Substituting Eq. 53 into Eq. 26, we have the following:

$$\begin{array}{@{}rcl@{}} \bar {\mathcal{C}}_{r} &= &\frac{{{\lambda_{2}}}}{{\ln \left( 2 \right)}}\sum\limits_{n = 0}^{N - 1} {\frac{1}{{n!}}{{\left( {\frac{{{\lambda_{1}}}}{{\zeta \omega} }} \right)}^{n}}} \sum\limits_{k = 0}^{n} \binom{n}{k} {\left( {\frac{\mu} {{\left( {1 - \theta} \right){\rho_{d}}}}} \right)^{n - k}} \\ &&\times {\Gamma} \left( {k + 1} \right)\int\limits_{0}^{\infty} {{\gamma^{n}}} \mathcal{I}\left( \gamma \right){e^{- \frac{{{\lambda_{1}}\mu \gamma} }{{\zeta \left( {1 - \theta} \right){\rho_{s}}}}}}d\gamma , \end{array} $$

(55)

where \(\mathcal {I}\left (\gamma \right ) = {\left ({1 + \gamma } \right )^{- 1}}{\left ({\tfrac {{{\lambda _{1}}}}{{\zeta \omega } }\gamma + {\lambda _{2}}} \right )^{- k - 1}}\).

In the case of λ ₁≠λ ₂ ζ ω, \(\mathcal {I}\left (\gamma \right )\) can be decomposed using partial fraction decomposition as follows.

$$ \mathcal{I}\left( \gamma \right) = \frac{{{A_{0}}}}{{\left( {1 + \gamma} \right)}} + \sum\limits_{i = 1}^{k + 1} {\frac{{{A_{i}}}}{{{{\left( {\frac{{{\lambda_{1}}}}{{\zeta \omega} }\gamma + {\lambda_{2}}} \right)}^{i}}}}}. $$

(56)

Substituting Eq. 55 into Eq. 54 and using [15, Eq.(3.383.10) and Eq.(9.211.4)], we obtain Eq. 31.
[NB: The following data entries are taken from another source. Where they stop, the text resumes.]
PR #391, opened 2025-09-08
TON: connection with liteserver url

jadepark-dev:
This PR updates TON provider's behavior to directly use the `liteserver://` connection string.
This PR also bumps CTF/TON to use the updated MyLocalTON Image([v3.7](https://github.com/neodix42/mylocalton-docker/releases)) in testing environment

Related PRs:
- https://github.com/smartcontractkit/chainlink-ton/pull/155
- https://github.com/smartcontractkit/chainlink-testing-framework/pull/2089

### DIFF
--- a/chain/ton/provider/ctf_provider.go
+++ b/chain/ton/provider/ctf_provider.go
@@ -18,7 +18,6 @@ import (
 	"github.com/stretchr/testify/require"
 	"github.com/testcontainers/testcontainers-go"
 	"github.com/xssnick/tonutils-go/address"
-	"github.com/xssnick/tonutils-go/liteclient"
 	"github.com/xssnick/tonutils-go/tlb"
 	"github.com/xssnick/tonutils-go/ton"
 	"github.com/xssnick/tonutils-go/ton/wallet"
@@ -121,7 +120,7 @@ func (p *CTFChainProvider) startContainer(chainID string) (string, *ton.APIClien
 			Type:    blockchain.TypeTon,
 			ChainID: chainID,
 			Port:    strconv.Itoa(port),
-			Image:   "ghcr.io/neodix42/mylocalton-docker:dev", // as of 11th Aug 2025, the tag 'latest' image used by default fails to startup. Override it with the 'dev' image
+			Image:   "ghcr.io/neodix42/mylocalton-docker:v3.7",
 		})
 		if rerr != nil {
 			// Return the ports to freeport to avoid leaking them during retries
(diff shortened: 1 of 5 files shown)


chain/ton/provider/ctf_provider.go
```diff
@@ -202,21 +197,26 @@ func fundTonWallets(t *testing.T, client ton.APIClientWrapped, recipients []*add
 	// we don't wait for the transaction to be confirmed here, as it may take some time
 }
 
-func checkConnection(t *testing.T, client *ton.APIClient) {
+func checkConnection(t *testing.T, client *ton.APIClient) *ton.BlockIDExt {
```
graham-chainlink, line 200: nitpick: i feel like this is no longer a `checkConnection` , but rather a `getTrustedBlock` , maybe we can rename for its purpose?

chain/ton/provider/rpc_provider.go
```diff
@@ -122,6 +187,38 @@ func (p *RPCChainProvider) Initialize(ctx context.Context) (chain.BlockChain, er
...
+	// Setup connection timeout - mirrors tonutils-go AddConnectionsFromConfig logic
+	timeout := 3 * time.Second
+	if dl, ok := ctx.Deadline(); ok {
+		timeout = time.Until(dl)
+	}
+
+	connCtx, cancel := context.WithTimeout(context.Background(), timeout)
+	defer cancel()
+
+	err := pool.AddConnection(connCtx, hostPort, publicKey)
```
graham-chainlink, line 214: why not just this?
```suggestion
	err := pool.AddConnection(ctx, hostPort, publicKey)
```

if the `ctx` has its deadline, then it will be respected when it is pased into `pool.AddConnection`  instead of manually calculating it ?

chain/ton/provider/rpc_provider_test.go
```diff
@@ -72,135 +72,153 @@ func Test_RPCChainProviderConfig_validate(t *testing.T) {
 	}
 }
 
-func Test_RPCChainProvider_Initialize(t *testing.T) {
+func Test_RPCChainProvider_Initialize_AlreadyInitialized(t *testing.T) {
```
graham-chainlink, line 75:
```suggestion
func Test_RPCChainProvider_Initialize(t *testing.T) {
```
why is this call AlreadyInitialized? Seems to be only initialized once?

chain/ton/provider/ctf_provider.go
jadepark-dev: yeah I can find a better name. It still checks the connection with CTF-created TON network, if there is a problem with the chain, we can't query the masterchain block

graham-chainlink (approved):
LGTM

graham-chainlink (approved):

In the case of λ ₁ = λ ₂ ζ ω, \(\mathcal {I}\left (\gamma \right ) = {\left ({\tfrac {{\zeta \omega } }{{{\lambda _{1}}}}} \right )^{k + 1}}{({\gamma + 1})^{- k - 2}}\). Then, with the help of [15, Eq. (9.211.4)], we obtain Eq. 32.